## TASK DESCRIPTION:
In the entries below, find each line with the word "back" and pull it out.

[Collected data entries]
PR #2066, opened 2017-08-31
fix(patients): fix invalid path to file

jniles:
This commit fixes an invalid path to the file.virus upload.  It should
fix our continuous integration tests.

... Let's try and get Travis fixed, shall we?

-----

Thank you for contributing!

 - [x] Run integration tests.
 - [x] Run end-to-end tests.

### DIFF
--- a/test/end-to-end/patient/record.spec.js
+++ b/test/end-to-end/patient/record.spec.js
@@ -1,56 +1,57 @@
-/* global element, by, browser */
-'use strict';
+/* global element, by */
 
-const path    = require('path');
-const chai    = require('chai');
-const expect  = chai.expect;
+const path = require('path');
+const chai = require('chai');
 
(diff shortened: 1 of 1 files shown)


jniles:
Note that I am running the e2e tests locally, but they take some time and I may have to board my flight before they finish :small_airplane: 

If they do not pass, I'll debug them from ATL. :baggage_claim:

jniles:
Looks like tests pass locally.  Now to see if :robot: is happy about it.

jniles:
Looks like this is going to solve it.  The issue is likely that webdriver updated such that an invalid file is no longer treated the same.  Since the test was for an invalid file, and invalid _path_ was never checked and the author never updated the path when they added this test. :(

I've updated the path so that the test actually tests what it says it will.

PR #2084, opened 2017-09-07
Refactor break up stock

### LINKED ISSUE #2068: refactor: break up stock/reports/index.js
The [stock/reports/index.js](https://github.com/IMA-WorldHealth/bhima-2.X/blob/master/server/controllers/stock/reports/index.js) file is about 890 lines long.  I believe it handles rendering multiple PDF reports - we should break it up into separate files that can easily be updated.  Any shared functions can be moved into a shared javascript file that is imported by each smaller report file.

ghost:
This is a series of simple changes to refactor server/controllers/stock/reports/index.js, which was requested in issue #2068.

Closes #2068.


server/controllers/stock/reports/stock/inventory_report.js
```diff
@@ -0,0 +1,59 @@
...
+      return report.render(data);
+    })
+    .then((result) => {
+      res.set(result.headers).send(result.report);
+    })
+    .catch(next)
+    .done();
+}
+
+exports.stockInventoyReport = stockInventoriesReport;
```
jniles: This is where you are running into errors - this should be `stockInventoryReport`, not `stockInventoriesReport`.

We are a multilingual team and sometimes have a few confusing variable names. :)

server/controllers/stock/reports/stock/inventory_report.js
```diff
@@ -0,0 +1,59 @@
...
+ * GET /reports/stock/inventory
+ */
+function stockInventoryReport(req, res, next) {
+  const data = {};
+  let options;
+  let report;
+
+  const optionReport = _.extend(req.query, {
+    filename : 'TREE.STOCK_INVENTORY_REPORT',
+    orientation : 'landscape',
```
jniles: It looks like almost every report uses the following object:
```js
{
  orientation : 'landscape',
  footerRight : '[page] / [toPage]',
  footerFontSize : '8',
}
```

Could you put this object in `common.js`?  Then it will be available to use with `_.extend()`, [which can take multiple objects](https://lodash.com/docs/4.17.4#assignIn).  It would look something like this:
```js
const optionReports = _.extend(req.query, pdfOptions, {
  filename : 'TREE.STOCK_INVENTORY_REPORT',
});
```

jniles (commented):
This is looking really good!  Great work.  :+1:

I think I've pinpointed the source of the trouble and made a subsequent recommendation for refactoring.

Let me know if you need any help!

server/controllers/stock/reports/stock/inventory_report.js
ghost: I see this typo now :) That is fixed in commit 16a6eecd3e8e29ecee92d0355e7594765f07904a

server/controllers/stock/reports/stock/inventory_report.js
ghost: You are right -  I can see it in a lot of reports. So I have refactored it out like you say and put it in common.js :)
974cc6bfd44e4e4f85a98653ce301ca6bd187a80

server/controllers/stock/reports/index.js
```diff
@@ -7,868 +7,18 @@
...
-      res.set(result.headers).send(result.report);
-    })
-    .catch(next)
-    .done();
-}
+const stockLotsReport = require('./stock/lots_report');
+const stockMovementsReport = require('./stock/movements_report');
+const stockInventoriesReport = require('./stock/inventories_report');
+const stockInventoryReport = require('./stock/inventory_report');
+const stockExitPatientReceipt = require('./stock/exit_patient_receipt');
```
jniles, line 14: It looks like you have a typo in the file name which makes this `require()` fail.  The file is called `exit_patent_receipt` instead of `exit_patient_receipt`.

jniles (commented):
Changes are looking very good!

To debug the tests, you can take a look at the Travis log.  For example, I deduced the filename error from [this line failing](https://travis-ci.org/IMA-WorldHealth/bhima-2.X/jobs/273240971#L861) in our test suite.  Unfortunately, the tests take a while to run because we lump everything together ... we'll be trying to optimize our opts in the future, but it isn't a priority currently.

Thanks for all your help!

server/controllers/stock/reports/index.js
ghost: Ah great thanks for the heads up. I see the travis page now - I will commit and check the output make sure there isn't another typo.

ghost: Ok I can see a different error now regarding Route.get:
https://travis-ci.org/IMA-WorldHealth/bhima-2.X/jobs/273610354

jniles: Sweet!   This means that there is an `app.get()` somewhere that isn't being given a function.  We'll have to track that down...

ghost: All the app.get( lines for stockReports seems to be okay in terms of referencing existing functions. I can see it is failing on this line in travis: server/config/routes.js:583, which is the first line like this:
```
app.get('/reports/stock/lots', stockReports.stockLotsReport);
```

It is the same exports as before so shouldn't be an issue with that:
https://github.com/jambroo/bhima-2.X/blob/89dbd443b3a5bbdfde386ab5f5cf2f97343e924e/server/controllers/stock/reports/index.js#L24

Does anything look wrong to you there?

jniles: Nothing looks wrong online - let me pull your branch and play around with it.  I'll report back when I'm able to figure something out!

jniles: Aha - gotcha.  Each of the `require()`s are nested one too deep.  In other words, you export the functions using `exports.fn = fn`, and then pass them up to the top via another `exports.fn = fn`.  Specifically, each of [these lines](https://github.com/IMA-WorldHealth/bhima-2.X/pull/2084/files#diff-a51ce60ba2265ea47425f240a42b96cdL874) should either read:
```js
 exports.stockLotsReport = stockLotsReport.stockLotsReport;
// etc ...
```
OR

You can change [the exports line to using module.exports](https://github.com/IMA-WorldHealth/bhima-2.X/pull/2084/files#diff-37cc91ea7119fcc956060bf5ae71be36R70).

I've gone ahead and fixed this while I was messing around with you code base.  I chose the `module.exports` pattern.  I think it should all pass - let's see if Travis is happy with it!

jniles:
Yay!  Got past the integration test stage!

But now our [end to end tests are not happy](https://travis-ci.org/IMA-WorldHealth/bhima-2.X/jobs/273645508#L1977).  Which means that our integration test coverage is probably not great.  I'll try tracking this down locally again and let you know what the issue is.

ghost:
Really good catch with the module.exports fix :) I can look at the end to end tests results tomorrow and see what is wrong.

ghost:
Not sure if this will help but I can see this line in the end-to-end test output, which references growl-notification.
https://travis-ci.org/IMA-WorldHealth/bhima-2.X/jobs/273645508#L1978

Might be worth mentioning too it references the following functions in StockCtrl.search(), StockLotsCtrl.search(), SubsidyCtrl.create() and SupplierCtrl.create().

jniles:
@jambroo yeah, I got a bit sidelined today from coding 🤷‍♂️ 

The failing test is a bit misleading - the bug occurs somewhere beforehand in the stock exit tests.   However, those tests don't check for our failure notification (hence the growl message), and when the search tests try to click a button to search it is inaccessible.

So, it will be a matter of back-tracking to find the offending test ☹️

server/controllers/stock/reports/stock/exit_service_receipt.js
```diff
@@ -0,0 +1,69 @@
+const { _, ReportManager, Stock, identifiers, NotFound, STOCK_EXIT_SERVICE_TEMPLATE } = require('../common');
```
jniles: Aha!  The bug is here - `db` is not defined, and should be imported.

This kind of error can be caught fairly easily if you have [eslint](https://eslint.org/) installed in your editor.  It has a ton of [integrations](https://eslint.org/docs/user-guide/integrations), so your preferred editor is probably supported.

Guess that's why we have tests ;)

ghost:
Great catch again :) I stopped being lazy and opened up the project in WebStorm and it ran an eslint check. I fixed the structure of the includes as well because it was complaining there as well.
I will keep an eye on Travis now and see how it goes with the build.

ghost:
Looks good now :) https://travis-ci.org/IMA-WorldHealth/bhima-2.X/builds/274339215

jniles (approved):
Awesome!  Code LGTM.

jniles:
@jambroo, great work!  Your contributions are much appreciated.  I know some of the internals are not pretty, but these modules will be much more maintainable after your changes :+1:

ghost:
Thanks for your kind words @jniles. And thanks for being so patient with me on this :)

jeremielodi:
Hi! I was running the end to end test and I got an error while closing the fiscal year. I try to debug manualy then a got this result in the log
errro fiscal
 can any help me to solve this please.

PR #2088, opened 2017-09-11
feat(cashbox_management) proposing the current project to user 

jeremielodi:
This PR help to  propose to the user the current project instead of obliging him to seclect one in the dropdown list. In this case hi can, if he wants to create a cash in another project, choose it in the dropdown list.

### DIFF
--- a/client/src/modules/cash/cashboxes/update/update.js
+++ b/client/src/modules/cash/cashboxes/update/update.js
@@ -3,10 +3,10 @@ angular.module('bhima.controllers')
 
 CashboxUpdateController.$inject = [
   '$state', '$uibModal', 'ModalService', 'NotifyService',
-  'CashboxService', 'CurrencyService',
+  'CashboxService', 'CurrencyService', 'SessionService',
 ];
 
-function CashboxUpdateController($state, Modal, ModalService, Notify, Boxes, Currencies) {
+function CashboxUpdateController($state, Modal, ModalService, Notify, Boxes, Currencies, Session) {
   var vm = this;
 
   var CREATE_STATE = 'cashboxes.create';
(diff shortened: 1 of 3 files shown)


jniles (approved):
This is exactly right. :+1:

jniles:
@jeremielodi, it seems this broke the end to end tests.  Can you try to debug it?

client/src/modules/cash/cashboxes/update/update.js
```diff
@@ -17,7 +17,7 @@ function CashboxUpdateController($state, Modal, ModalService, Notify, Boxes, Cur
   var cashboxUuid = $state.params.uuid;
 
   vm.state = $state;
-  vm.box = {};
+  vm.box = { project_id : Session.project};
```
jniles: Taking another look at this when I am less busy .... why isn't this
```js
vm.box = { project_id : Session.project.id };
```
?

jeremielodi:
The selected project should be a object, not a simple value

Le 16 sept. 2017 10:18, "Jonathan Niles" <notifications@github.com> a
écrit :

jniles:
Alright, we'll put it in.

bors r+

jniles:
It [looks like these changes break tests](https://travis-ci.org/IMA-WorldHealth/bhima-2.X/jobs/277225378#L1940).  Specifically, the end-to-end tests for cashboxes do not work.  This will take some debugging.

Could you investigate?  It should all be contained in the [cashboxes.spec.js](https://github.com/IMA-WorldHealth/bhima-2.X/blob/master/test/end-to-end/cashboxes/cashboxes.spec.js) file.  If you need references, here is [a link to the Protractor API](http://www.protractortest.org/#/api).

## ANSWER SPACE:
jniles: Nothing looks wrong online - let me pull your branch and play around with it.  I'll report back when I'm able to figure something out!
So, it will be a matter of back-tracking to find the offending test ☹️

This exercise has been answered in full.